Task instructions>
Each entry below should be printed exactly as given.

Input material>
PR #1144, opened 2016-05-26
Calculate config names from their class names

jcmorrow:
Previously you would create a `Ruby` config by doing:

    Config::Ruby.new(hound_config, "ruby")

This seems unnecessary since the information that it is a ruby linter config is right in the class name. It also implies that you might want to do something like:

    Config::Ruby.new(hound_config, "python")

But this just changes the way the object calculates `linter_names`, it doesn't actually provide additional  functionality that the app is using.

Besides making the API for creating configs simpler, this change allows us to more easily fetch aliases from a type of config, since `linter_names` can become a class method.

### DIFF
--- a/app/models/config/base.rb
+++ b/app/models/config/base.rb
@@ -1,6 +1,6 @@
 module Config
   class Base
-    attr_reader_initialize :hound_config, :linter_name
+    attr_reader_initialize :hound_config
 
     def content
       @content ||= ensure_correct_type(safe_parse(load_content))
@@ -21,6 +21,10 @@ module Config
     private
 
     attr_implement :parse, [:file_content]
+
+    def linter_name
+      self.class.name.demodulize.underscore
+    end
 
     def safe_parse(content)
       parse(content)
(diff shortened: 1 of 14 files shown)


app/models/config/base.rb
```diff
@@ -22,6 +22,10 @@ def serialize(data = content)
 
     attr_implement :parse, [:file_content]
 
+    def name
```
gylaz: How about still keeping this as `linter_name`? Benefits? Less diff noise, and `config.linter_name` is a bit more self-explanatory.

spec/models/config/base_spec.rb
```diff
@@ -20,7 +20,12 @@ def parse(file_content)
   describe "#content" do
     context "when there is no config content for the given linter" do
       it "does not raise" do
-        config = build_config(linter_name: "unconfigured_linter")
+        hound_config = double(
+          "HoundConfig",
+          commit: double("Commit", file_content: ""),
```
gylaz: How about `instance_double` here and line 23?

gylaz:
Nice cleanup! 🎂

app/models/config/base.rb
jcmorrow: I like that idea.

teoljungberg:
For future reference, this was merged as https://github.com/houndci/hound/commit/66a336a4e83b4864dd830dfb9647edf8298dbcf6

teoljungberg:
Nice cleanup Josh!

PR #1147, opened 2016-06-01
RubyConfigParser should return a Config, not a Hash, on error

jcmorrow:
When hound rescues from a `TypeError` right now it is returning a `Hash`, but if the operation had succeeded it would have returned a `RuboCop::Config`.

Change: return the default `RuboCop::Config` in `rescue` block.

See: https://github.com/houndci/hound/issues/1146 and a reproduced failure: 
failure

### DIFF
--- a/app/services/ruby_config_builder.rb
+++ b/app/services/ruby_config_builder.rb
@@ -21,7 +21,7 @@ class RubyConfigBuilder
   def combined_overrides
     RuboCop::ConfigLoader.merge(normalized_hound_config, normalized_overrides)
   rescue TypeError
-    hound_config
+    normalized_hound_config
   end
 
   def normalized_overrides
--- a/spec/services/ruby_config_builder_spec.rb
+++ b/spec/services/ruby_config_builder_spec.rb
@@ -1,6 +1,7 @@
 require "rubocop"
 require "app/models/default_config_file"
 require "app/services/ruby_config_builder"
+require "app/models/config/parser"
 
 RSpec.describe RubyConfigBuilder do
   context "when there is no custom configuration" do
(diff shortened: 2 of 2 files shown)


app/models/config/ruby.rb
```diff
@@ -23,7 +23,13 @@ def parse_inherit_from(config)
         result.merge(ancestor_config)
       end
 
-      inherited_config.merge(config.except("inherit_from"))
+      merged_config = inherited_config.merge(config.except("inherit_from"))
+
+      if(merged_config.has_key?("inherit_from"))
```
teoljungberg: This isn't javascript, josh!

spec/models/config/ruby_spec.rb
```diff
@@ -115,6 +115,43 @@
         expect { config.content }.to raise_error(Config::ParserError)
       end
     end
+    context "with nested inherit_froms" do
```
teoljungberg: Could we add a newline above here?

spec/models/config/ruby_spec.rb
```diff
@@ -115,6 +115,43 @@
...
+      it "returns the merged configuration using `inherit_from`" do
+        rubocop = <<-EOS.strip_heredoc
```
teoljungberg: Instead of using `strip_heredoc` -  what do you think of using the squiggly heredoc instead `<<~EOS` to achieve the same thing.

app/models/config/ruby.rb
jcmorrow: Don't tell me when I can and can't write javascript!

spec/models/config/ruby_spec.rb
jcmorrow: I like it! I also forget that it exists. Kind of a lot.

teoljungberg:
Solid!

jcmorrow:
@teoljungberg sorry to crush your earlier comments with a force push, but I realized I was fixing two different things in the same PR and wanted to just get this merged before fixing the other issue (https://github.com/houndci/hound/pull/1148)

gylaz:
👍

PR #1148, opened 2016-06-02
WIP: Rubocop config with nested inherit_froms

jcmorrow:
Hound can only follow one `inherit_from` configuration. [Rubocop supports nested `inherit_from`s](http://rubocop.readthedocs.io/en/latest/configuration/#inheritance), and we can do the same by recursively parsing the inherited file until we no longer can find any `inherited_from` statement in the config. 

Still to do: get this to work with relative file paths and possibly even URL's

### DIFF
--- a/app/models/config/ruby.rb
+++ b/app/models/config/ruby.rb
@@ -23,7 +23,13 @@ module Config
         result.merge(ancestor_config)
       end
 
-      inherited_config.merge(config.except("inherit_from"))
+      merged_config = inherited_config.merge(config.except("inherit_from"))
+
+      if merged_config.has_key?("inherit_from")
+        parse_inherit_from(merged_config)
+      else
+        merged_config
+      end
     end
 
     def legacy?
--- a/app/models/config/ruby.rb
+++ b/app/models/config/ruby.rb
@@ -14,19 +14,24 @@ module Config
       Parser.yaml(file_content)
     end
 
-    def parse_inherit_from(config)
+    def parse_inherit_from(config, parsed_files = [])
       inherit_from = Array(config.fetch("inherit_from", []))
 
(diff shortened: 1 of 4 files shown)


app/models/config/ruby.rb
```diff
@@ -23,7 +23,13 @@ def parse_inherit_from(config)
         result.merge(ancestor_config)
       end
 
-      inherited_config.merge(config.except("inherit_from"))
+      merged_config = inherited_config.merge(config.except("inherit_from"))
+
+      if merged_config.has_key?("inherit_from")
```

Expected answer>
PR #1144, opened 2016-05-26
Calculate config names from their class names

jcmorrow:
Previously you would create a `Ruby` config by doing:

    Config::Ruby.new(hound_config, "ruby")

This seems unnecessary since the information that it is a ruby linter config is right in the class name. It also implies that you might want to do something like:

    Config::Ruby.new(hound_config, "python")

But this just changes the way the object calculates `linter_names`, it doesn't actually provide additional  functionality that the app is using.

Besides making the API for creating configs simpler, this change allows us to more easily fetch aliases from a type of config, since `linter_names` can become a class method.

### DIFF
--- a/app/models/config/base.rb
+++ b/app/models/config/base.rb
@@ -1,6 +1,6 @@
 module Config
   class Base
-    attr_reader_initialize :hound_config, :linter_name
+    attr_reader_initialize :hound_config
 
     def content
       @content ||= ensure_correct_type(safe_parse(load_content))
@@ -21,6 +21,10 @@ module Config
     private
 
     attr_implement :parse, [:file_content]
+
+    def linter_name
+      self.class.name.demodulize.underscore
+    end
 
     def safe_parse(content)
       parse(content)
(diff shortened: 1 of 14 files shown)


app/models/config/base.rb
```diff
@@ -22,6 +22,10 @@ def serialize(data = content)
 
     attr_implement :parse, [:file_content]
 
+    def name
```
gylaz: How about still keeping this as `linter_name`? Benefits? Less diff noise, and `config.linter_name` is a bit more self-explanatory.

spec/models/config/base_spec.rb
```diff
@@ -20,7 +20,12 @@ def parse(file_content)
   describe "#content" do
     context "when there is no config content for the given linter" do
       it "does not raise" do
-        config = build_config(linter_name: "unconfigured_linter")
+        hound_config = double(
+          "HoundConfig",
+          commit: double("Commit", file_content: ""),
```
gylaz: How about `instance_double` here and line 23?

gylaz:
Nice cleanup! 🎂

app/models/config/base.rb
jcmorrow: I like that idea.

teoljungberg:
For future reference, this was merged as https://github.com/houndci/hound/commit/66a336a4e83b4864dd830dfb9647edf8298dbcf6

teoljungberg:
Nice cleanup Josh!

PR #1147, opened 2016-06-01
RubyConfigParser should return a Config, not a Hash, on error

jcmorrow:
When hound rescues from a `TypeError` right now it is returning a `Hash`, but if the operation had succeeded it would have returned a `RuboCop::Config`.

Change: return the default `RuboCop::Config` in `rescue` block.

See: https://github.com/houndci/hound/issues/1146 and a reproduced failure: 
failure

### DIFF
--- a/app/services/ruby_config_builder.rb
+++ b/app/services/ruby_config_builder.rb
@@ -21,7 +21,7 @@ class RubyConfigBuilder
   def combined_overrides
     RuboCop::ConfigLoader.merge(normalized_hound_config, normalized_overrides)
   rescue TypeError
-    hound_config
+    normalized_hound_config
   end
 
   def normalized_overrides
--- a/spec/services/ruby_config_builder_spec.rb
+++ b/spec/services/ruby_config_builder_spec.rb
@@ -1,6 +1,7 @@
 require "rubocop"
 require "app/models/default_config_file"
 require "app/services/ruby_config_builder"
+require "app/models/config/parser"
 
 RSpec.describe RubyConfigBuilder do
   context "when there is no custom configuration" do
(diff shortened: 2 of 2 files shown)


app/models/config/ruby.rb
```diff
@@ -23,7 +23,13 @@ def parse_inherit_from(config)
         result.merge(ancestor_config)
       end
 
-      inherited_config.merge(config.except("inherit_from"))
+      merged_config = inherited_config.merge(config.except("inherit_from"))
+
+      if(merged_config.has_key?("inherit_from"))
```
teoljungberg: This isn't javascript, josh!

spec/models/config/ruby_spec.rb
```diff
@@ -115,6 +115,43 @@
         expect { config.content }.to raise_error(Config::ParserError)
       end
     end
+    context "with nested inherit_froms" do
```
teoljungberg: Could we add a newline above here?

spec/models/config/ruby_spec.rb
```diff
@@ -115,6 +115,43 @@
...
+      it "returns the merged configuration using `inherit_from`" do
+        rubocop = <<-EOS.strip_heredoc
```
teoljungberg: Instead of using `strip_heredoc` -  what do you think of using the squiggly heredoc instead `<<~EOS` to achieve the same thing.

app/models/config/ruby.rb
jcmorrow: Don't tell me when I can and can't write javascript!

spec/models/config/ruby_spec.rb
jcmorrow: I like it! I also forget that it exists. Kind of a lot.

teoljungberg:
Solid!

jcmorrow:
@teoljungberg sorry to crush your earlier comments with a force push, but I realized I was fixing two different things in the same PR and wanted to just get this merged before fixing the other issue (https://github.com/houndci/hound/pull/1148)

gylaz:
👍

PR #1148, opened 2016-06-02
WIP: Rubocop config with nested inherit_froms

jcmorrow:
Hound can only follow one `inherit_from` configuration. [Rubocop supports nested `inherit_from`s](http://rubocop.readthedocs.io/en/latest/configuration/#inheritance), and we can do the same by recursively parsing the inherited file until we no longer can find any `inherited_from` statement in the config. 

Still to do: get this to work with relative file paths and possibly even URL's

### DIFF
--- a/app/models/config/ruby.rb
+++ b/app/models/config/ruby.rb
@@ -23,7 +23,13 @@ module Config
         result.merge(ancestor_config)
       end
 
-      inherited_config.merge(config.except("inherit_from"))
+      merged_config = inherited_config.merge(config.except("inherit_from"))
+
+      if merged_config.has_key?("inherit_from")
+        parse_inherit_from(merged_config)
+      else
+        merged_config
+      end
     end
 
     def legacy?
--- a/app/models/config/ruby.rb
+++ b/app/models/config/ruby.rb
@@ -14,19 +14,24 @@ module Config
       Parser.yaml(file_content)
     end
 
-    def parse_inherit_from(config)
+    def parse_inherit_from(config, parsed_files = [])
       inherit_from = Array(config.fetch("inherit_from", []))
 
(diff shortened: 1 of 4 files shown)


app/models/config/ruby.rb
```diff
@@ -23,7 +23,13 @@ def parse_inherit_from(config)
         result.merge(ancestor_config)
       end
 
-      inherited_config.merge(config.except("inherit_from"))
+      merged_config = inherited_config.merge(config.except("inherit_from"))
+
+      if merged_config.has_key?("inherit_from")
```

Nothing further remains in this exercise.